PR #2770, opened 2018-11-27
[Fury Warrior] Endless Rage talent + Simmering Rage trait 

wisnoi:
Depends on #2769 

Implements rage gen counter for Endless Rage and dmg/rage counter for Simmering Rage.
image 
image


Sharrq:
looks like you have some conflicts to fix here now.

src/parser/warrior/fury/modules/talents/EndlessRage.js
```diff
@@ -0,0 +1,36 @@
...
+
+class EndlessRage extends Analyzer {
+    rageGen = 0;
+    
+    constructor(...args) {
+        super(...args);
+
+        this.active = this.selectedCombatant.hasTalent(SPELLS.ENDLESS_RAGE_TALENT.id);
+
+        this.addEventListener(Events.applybuff.by(SELECTED_PLAYER).to(SELECTED_PLAYER), this.onPlayerBuff);
```
Dambroda: You only actually need one of the to/by filters :)

src/parser/warrior/fury/modules/azerite/SimmeringRage.js
```diff
@@ -0,0 +1,71 @@
...
+
+        const damage = simmeringRageDamage(this.selectedCombatant.traitsBySpellId[SPELLS.SIMMERING_RAGE.id]);
+        this.damage = damage;
+
+        this.addEventListener(Events.energize.by(SELECTED_PLAYER).to(SELECTED_PLAYER), this.onPlayerEnergize);
+        this.addEventListener(Events.damage.by(SELECTED_PLAYER), this.onPlayerDamage);
+    }
+
+    onPlayerEnergize(event) {
+        if (event.ability.guid === 278841) {
```
Dambroda: All spell ids should be in the spec modules, if it isn't there already you should create one

src/parser/warrior/fury/modules/azerite/SimmeringRage.js
```diff
@@ -0,0 +1,71 @@
...
+            this.rageGen += 1;
+        }
+    }
+
+    onPlayerDamage(event) {
+        if (!this.rampage.includes(event.ability.guid)) {
```
Dambroda: If you're using the new event listeners, instead of doing .includes you should add the .spell filter to the event listener.

e.g `this.addEventListener(Events.damage.by(SELECTED_PLAYER).spell(this.rampage), this.onPlayerDamage);`

However, also see other comment about the rampage array declaration

src/parser/warrior/fury/modules/azerite/SimmeringRage.js
```diff
@@ -0,0 +1,71 @@
...
+const simmeringRageDamage = traits => Object.values(traits).reduce((obj, rank) => {
+    const [ damage ] = calculateAzeriteEffects(SPELLS.SIMMERING_RAGE.id, rank);
+    obj.damage += damage;
+    return damage;
+  }, {
+    damage: 0,
+  });
+
+class SimmeringRage extends Analyzer {
+    rampage = [SPELLS.RAMPAGE_1.id, SPELLS.RAMPAGE_2.id, SPELLS.RAMPAGE_3.id, SPELLS.RAMPAGE_4.id];
```
Dambroda: Things like this should be moved to constants above the class and renamed to fit that convention:
`const RAMPAGE = [...]`

src/parser/warrior/fury/modules/azerite/SimmeringRage.js
```diff
@@ -0,0 +1,71 @@
...
+    simmeringDamage = 0;
+    damage = 0;
+    rageGen = 0;
+
+    constructor(...args) {
+        super(...args);
+
+        this.active = this.selectedCombatant.hasTrait(SPELLS.SIMMERING_RAGE.id);
+
+        const damage = simmeringRageDamage(this.selectedCombatant.traitsBySpellId[SPELLS.SIMMERING_RAGE.id]);
```
Dambroda: Slightly strange to declare this const, it actually ends up taking more linespace than just using `this.damage = simmeringRageDamage...`

If it's for some specific stylistic choice it's not a requirement to change it.

src/parser/warrior/fury/modules/talents/EndlessRage.js
```diff
@@ -0,0 +1,36 @@
...
+
+class EndlessRage extends Analyzer {
+  rageGen = 0;
+    
+  constructor(...args) {
+    super(...args);
+
+    this.active = this.selectedCombatant.hasTalent(SPELLS.ENDLESS_RAGE_TALENT.id);
+
+    this.addEventListener(Events.applybuff.by(SELECTED_PLAYER).to(SELECTED_PLAYER), this.onPlayerBuff);
```
Dambroda: Similarly, `.spell(SPELLS.ENRAGE)` performs the same functionality as L20-22

src/parser/warrior/fury/modules/azerite/SimmeringRage.js
```diff
@@ -0,0 +1,71 @@
...
+        this.rageGen += 1;
+      }
+    }
+
+    onPlayerDamage(event) {
+      if (!this.rampage.includes(event.ability.guid)) {
+        return;
+      }
+
+      this.simmeringDamage += this.damage;
```
Dambroda: Unfortunately, it's slightly more complicated than this when calculating azerite trait damage
See: #2088 
See: https://github.com/WoWAnalyzer/WoWAnalyzer/pull/2749/files#diff-bd998464da96f154c459eeee0fd788c6R48
Unfortunately with rampage because it has 4 different abilities, it slightly complicates the calculations. The coefficients are here:
https://www.wowhead.com/spell=184367/rampage

Because this is a rather big change that will take some research I won't have this block the PR if you think it will take a while to implement

sMteX: Actually the correct syntax for this is here 
https://github.com/WoWAnalyzer/WoWAnalyzer/blob/master/src/parser/warlock/demonology/modules/azerite/DemonicMeteor.js#L48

────────────────

Try it — Search the material for the string "WoWAnalyzer" and show every line that has it.

Problem solution —
See: https://github.com/WoWAnalyzer/WoWAnalyzer/pull/2749/files#diff-bd998464da96f154c459eeee0fd788c6R48
https://github.com/WoWAnalyzer/WoWAnalyzer/blob/master/src/parser/warlock/demonology/modules/azerite/DemonicMeteor.js#L48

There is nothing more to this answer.